Każdy, kogo spotkamy w okolicach środkowej Słowenii, będzie się zastanawiał, co tam robimy. Czemu jeszcze nie jesteśmy na wybrzeżu? Przecież to tam jest najładniej. Koper, Piran, Izola… Po co siedzieć tutaj? Mają rację? Połowicznie. To smutne, że nie doceniają reszty swojego kraju. Ale Piran to już inna para kaloszy. Nie ma innych słów – to niesamowite miejsce. 

(pioter/bywajtu)

Wybrzeże Słowenii nad Adriatykiem ma niewiele ponad 40 km długości i raczej nie uświadczymy tam piaszczystych plaż (może prócz kilku sztucznie usypanych).

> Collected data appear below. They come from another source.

PR #4169, opened 2025-08-06
feat: implement traffic-weighted stress test framework and scenario improvements

quiet-node:
### Description

This PR introduces a new k6-based stress test framework for the Hedera JSON RPC Relay, simulating realistic traffic patterns using 90 days of production data. Key changes include:

- Added stress test scenarios and traffic weights based on real endpoint usage.
- Refactored test logic to support both sequential and concurrent (stress) execution.
- Improved test preparation scripts with configurable wallet balances and artifact generation.
- Updated documentation with setup, environment variables, and recommended settings for stress testing.
- Bug fixes and reliability improvements for several test scenarios.

### Related issue(s)

Fixes https://github.com/hiero-ledger/hiero-json-rpc-relay/issues/3989

### Testing Guide

Follow the instruction in the new `Stress Test` section in k6/README.md for a comprehensive test guide

N/A

N/A

### Checklist


.eslintrc.js
```diff
@@ -10,6 +10,9 @@ module.exports = {
         "plugin:@typescript-eslint/recommended",
         "prettier",
     ],
+    "globals": {
+        "__ENV": "readonly",
+    },
```
quiet-node, line 15: fix lint errors

k6/src/lib/traffic-weights.js
```diff
@@ -0,0 +1,83 @@
...
+ * @param {number} totalVUs - Total number of VUs to distribute
+ * @returns {Object} VU allocation per endpoint
+ */
+export function calculateVUAllocation(totalVUs = 10) {
+  const allocation = {};
+
+  for (const [endpoint, weight] of Object.entries(trafficWeights)) {
+    // Simple proportional allocation: VUs = totalVUs * percentage
+    const vus = Math.round(weight * totalVUs);
+    // Ensure minimum 1 VU only if the calculated value would be 0
```
simzzz, line 75: If we have 1VU per endpoint wouldn't we always exceed the DEFAULT_VUS?

k6/src/lib/common.js
```diff
@@ -265,13 +283,12 @@ function TestScenarioBuilder() {
   this._testDuration = undefined;
   this._maxDuration = undefined;
 
-  this.build = function () {
-    const that = this;
```
konstantinabl, line 269: Just curious, any idea why we had this?

k6/src/lib/common.js
```diff
@@ -1,10 +1,11 @@
 // SPDX-License-Identifier: Apache-2.0
 
+import { randomIntBetween } from 'https://jslib.k6.io/k6-utils/1.4.0/index.js';
```
natanasow, line 3: q: Do we need to use and load an external lib for a random number?

natanasow (approved):
LGTM

k6/src/lib/common.js
quiet-node: Yeah, good question. I believe we don’t have to. I’m just leveraging it since it’s convenient, already used throughout the project, and remain consistency. We can consider removing it in a different PR just not a prio at the moment.

k6/src/lib/common.js
quiet-node: const that = this is typically used to preseve the original this context as it could be different depends on the calling site or nested function or callback etc. It could happen with regular functions. However, when switch to an arrow function, the this context inherits the this value from the enclosing class scope, which means the this in this arrow class will always refer to this in TestScenarioBuilder(). Eslint was complaining about it that's why.

quiet-node: Resolving this for now to proceed with the merge. Happy to discuss offline or follow up in future PRs.

PR #4171, opened 2025-08-07
chore: extend Relay's `JsonRpcError` from `Error`

### LINKED ISSUE #3617: Properly extend JsonRpcError from Error class while maintaining JSON-RPC 2.0 specification compliance
## Description:

**Current Behavior:**
When `JsonRpcError` doesn't extend `Error`:
- Error objects have the correct serialized format for JSON-RPC responses
- Stack traces are not captured, making debugging harder
- `error instanceof Error` checks fail
- `this.name` is undefined, which accidentally passes schema validation

When `JsonRpcError` extends `Error`:
- We get proper stack traces and type checking
- The `message` property becomes non-enumerable and is lost during JSON serialization
- `this.name` is automatically set to "Error", causing schema validation to fail as the OpenRPC spec expects "Method not found"

**Proposed Solution:**
1. Modify `JsonRpcError` to properly extend `Error` with:
   - Explicit prototype setting (`Object.setPrototypeOf(this, JsonRpcError.prototype)`)
   - Setting `this.name = 'JsonRpcError'` for better error identification
   - Implementing `toJSON()` to ensure all required fields are serialized properly

2. Update the OpenRPC schema to:
   - Remove the `name` field pattern requirement from `unsupportedError` schema, OR
   - Update it to match our actual implementation

**Technical Details:**
- The issue stems from how JavaScript handles inheritance from built-in classes like `Error`
- Properties inherited from `Error` like `message` are non-enumerable by default
- `JSON.stringify()` only includes enumerable properties
- OpenRPC test schema validations are failing due to the `name` property mismatch

**Benefits:**
- Better error handling and debugging with proper stack traces
- Consistent error objects that follow JavaScript best practices
- Maintained compliance with JSON-RPC 2.0 specification
- Better type checking with `instanceof`

**Additional Considerations:**
- We should review other error classes in the codebase for similar issues
- May need to adjust server-side code in `koaJsonRpc/index.ts` that handles error serialization
- Consider adding tests to verify proper error serialization and schema validation

acuarica:
### Related issue(s)

Fixes #3617.

N/A

N/A

### Checklist

### DIFF
--- a/packages/server/src/koaJsonRpc/lib/RpcError.ts
+++ b/packages/server/src/koaJsonRpc/lib/RpcError.ts
@@ -1,77 +1,28 @@
 // SPDX-License-Identifier: Apache-2.0
 
-export class JsonRpcError extends Error {
-  code: any;
-  data: any;
-  constructor(message, code, data) {
-    super();
-
-    this.message = message;
-    this.code = code;
-
-    if (typeof data !== 'undefined') {
-      this.data = data;
-    }
-  }
+export interface IJsonRpcError {
+  readonly code: number;
+  readonly message: string;
+  readonly data?: unknown;
 }
 
-export class ParseError extends JsonRpcError {
-  constructor() {
-    super('Parse error', -32700, undefined);
-  }
-}
+/**
+ * Standard JSON-RPC 2.0 error codes and messages.
+ *
+ * See _5.1 Error object_ https://www.jsonrpc.org/specification#error_object.
+ */
+export const spec = {
+  ParseError: { code: -32700, message: 'Parse error' },
+  InvalidRequest: { code: -32600, message: 'Invalid Request' },
+  MethodNotFound: (methodName: string) => ({ code: -32601, message: `Method ${methodName} not found` }),
 
-export class InvalidRequest extends JsonRpcError {
-  constructor() {
-    super('Invalid Request', -32600, undefined);
-  }
-}
-
-export class MethodNotFound extends JsonRpcError {
-  constructor(methodName: string) {
-    super(`Method ${methodName} not found`, -32601, undefined);
-  }
-}
-
-export class InvalidParams extends JsonRpcError {
-  constructor() {
-    super('Invalid params', -32602, undefined);
-  }
-}
-
-export class InternalError extends JsonRpcError {
   /**
    * @param err The error object that caused this `InternalError`.
    */
-  constructor(err: unknown) {
-    const message = err && typeof err === 'object' && 'message' in err ? err.message : 'Internal error';
-    super(message, -32603, undefined);
-  }
-}
+  InternalError: (err: unknown) => ({
+    code: -32603,
+    message: err && typeof err === 'object' && 'message' in err ? String(err.message) : 'Internal error',
+  }),
 
-export class Unauthorized extends JsonRpcError {
-  constructor() {
-    super('Unauthorized', -32604, undefined);
-  }
-}
-
-export class ServerError extends JsonRpcError {
-  constructor(code) {
-    if (code < -32099 || code > -32000) {
-      throw new Error('Invalid error code');
-    }
-    super('Server error', code, undefined);
-  }
-}
-
-export class IPRateLimitExceeded extends JsonRpcError {
-  constructor(methodName) {
-    super(`IP Rate limit exceeded on ${methodName}`, -32605, undefined);
-  }
-}
-
-export class HBARRateLimitExceeded extends JsonRpcError {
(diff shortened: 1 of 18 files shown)


packages/server/src/koaJsonRpc/lib/RpcError.ts
```diff
@@ -1,77 +1,28 @@
 // SPDX-License-Identifier: Apache-2.0
 
-export class JsonRpcError extends Error {
-  code: any;
-  data: any;
-  constructor(message, code, data) {
-    super();
+export interface IJsonRpcError {
```
quiet-node, line 3: Since this is not implemented by any class should we consider dropping the `I` prefix?

packages/server/src/koaJsonRpc/lib/RpcResponse.ts
```diff
@@ -1,8 +1,18 @@
 // SPDX-License-Identifier: Apache-2.0
 
-import { JsonRpcError } from '@hashgraph/json-rpc-relay';
+import { type IJsonRpcError } from './RpcError';
 
-import { IJsonRpcResponse } from './IJsonRpcResponse';
+export type IJsonRpcResponse<Result = unknown> = {
```
quiet-node, line 5: Since this is not implemented by any class should we consider dropping the I prefix?

quiet-node (approved):
LGTM! Great work! Looks so much cleaner! Just two nits

packages/server/src/koaJsonRpc/lib/RpcError.ts
acuarica: We use the `I` prefix to denote the shape of objects, regardless of having any concrete implementation. For example, the `ICacheClient` interface is used in the more "traditional" way (being implemented by two classes). But on the other hand, we have many `I`-prefixed interfaces that denote the shape of objects. See  for example `IJsonRpcRequest` or the interfaces in `types/mirrorNode.ts`.

I believe this use of the `I` prefix is consistent with the above.

packages/server/src/koaJsonRpc/lib/RpcResponse.ts
acuarica: The use of `type` here (as opposed to `interface`) is just a technicality. This is because interfaces cannot represent unions. However, the use of `I` prefix is still consistent with https://github.com/hiero-ledger/hiero-json-rpc-relay/pull/4171#discussion_r2260639955.

simzzz (dismissed):
LGTM, left just one nit

packages/server/src/koaJsonRpc/lib/httpErrorMapper.ts
```diff
@@ -54,7 +52,7 @@ export function translateRpcErrorToHttpStatus(jsonRpcError: JsonRpcError | JsonR
   // Handle Mirror Node errors (-32020)
   // Note: -32020 corresponds to predefined.MIRROR_NODE_UPSTREAM_FAILURE,
   // where `jsonRpcError.data` represents the actual HTTP status code returned from the Mirror Node upstream server.
-  if (jsonRpcError.code === -32020 && jsonRpcError.data) {
+  if (jsonRpcError.code === -32020 && typeof jsonRpcError.data === 'number') {
```
natanasow, line 55: q: What else besides HTTP status code can be the `.data` field? Can we rename it to `.statusCode`?

natanasow (approved):
LGTM, one question.

simzzz (approved):

packages/server/src/koaJsonRpc/lib/httpErrorMapper.ts
acuarica: At the moment, nothing. However, the idea is that this `.data` can be a generic field to include any additional information.

More practically though, the issue is that `JsonRpcError` class in the Relay needs to match the type `IJsonRpcError` interface in server. Otherwise the following `jsonRespError` will fail

https://github.com/hiero-ledger/hiero-json-rpc-relay/blob/539ed01672908706422cd83919957eb14fabe785/packages/server/src/koaJsonRpc/index.ts#L181-L187

If we rename it, we need to do some conversion just for this case.

packages/server/src/koaJsonRpc/lib/RpcResponse.ts
acuarica: Same as https://github.com/hiero-ledger/hiero-json-rpc-relay/pull/4171#discussion_r2262834237.

konstantinabl (approved):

Ale nie o plażowanie tu chodzi, a o miasteczka. Mocno włoskie w charakterze. A Piran jest tym najbardziej niezwykłym. Leży na półwyspie o tej samej nazwie, jego stare centrum znajduje się w dole zbocza schodzącego do morza. Dosłownie calutki cypel (na którego końcu znajduje się niewielka latarnia morska) jest zajęty przez ciasno poustawiane kamienice. Nie ma sensu wjeżdżać tam samochodem (zresztą jest to dodatkowo płatna atrakcja), bo w pewnym momencie i tak utkwimy w za ciasnej uliczce, nie mówiąc już o niewielu miejscach parkingowych. Najlepiej zostawić auto na dużym parkingu przed szlabanem i zrobić sobie krótki spacer brzegiem morza aż do właściwego Piranu (dla bardzo leniwych istnieje opcja podjechania darmowym busikiem). 

(Agata Kozłowska)

Miasteczko jest naprawdę malutkie. Właściwie wystarczy jeden dzień, by zejść je wzdłuż i wszerz. Najlepiej zacząć wczesnym rankiem od potężnych średniowiecznych murów obronnych na wzgórzu (wejście 1 EUR), skąd roztacza się widok na cały Piran. Dawniej oddzielały miasto od reszty lądu. Dzięki wczesnej porze będziemy mieć Piran u stóp tylko dla siebie (a po drodze na górę dowiemy się, jak rośnie kiwi). Schodząc, dojdziemy do kościoła św. Jerzego z ponad czterdziestometrową dzwonnicą (kolejny niezły punkt widokowy). A potem już gdzie dusza zapragnie – najlepiej zgubić się w krętych i wąskich brukowanych uliczkach, by poczuć ducha Piranu. 

(A.Kozłowska)

A tak rośnie kiwi - w drodze na mury obronne  

A duch ten ma zdecydowanie włoskie korzenie. Piran był wenecką twierdzą i właśnie z tego okresu pochodzi większość zabudowy. Jeszcze w połowie XX wieku większość ludzi mówiła tu po włosku (teraz to zdecydowana mniejszość). Przechadzając się uliczkami, możemy mieć wrażenie, że jesteśmy w Wenecji – podobny styl kamienic, ale przede wszystkim klimat. Nawet ludzie są bardziej otwarci niż w pozostałych częściach kraju. Jest przytulnie i przyjaźnie. I wbrew pozorom – bo Piran w sezonie to koszmarnie turystyczne miejsce – ludzie prowadzą tu normalne życie. Między kamienicami wisi pranie, na głównym placu (przepiękny pl. Tartiniego, dawniej wewnętrzny port, zasypany w XIX wieku) dzieciaki grają w piłkę, na ławce przesiadują urocze uśmiechnięte staruszki. A wieczorami w knajpach (tych ciut dalej od brzegu morza, jeżeli w ogóle można tak powiedzieć…) przesiadują lokalni mieszkańcy nad kieliszkiem wina czy szklanką piwa. I rozmawiają, ich śmiechy słychać z daleka.

 

Malowany Piran nie tylko dla turystów Malowany Piran nie tylko dla turystów (A.Kozłowska)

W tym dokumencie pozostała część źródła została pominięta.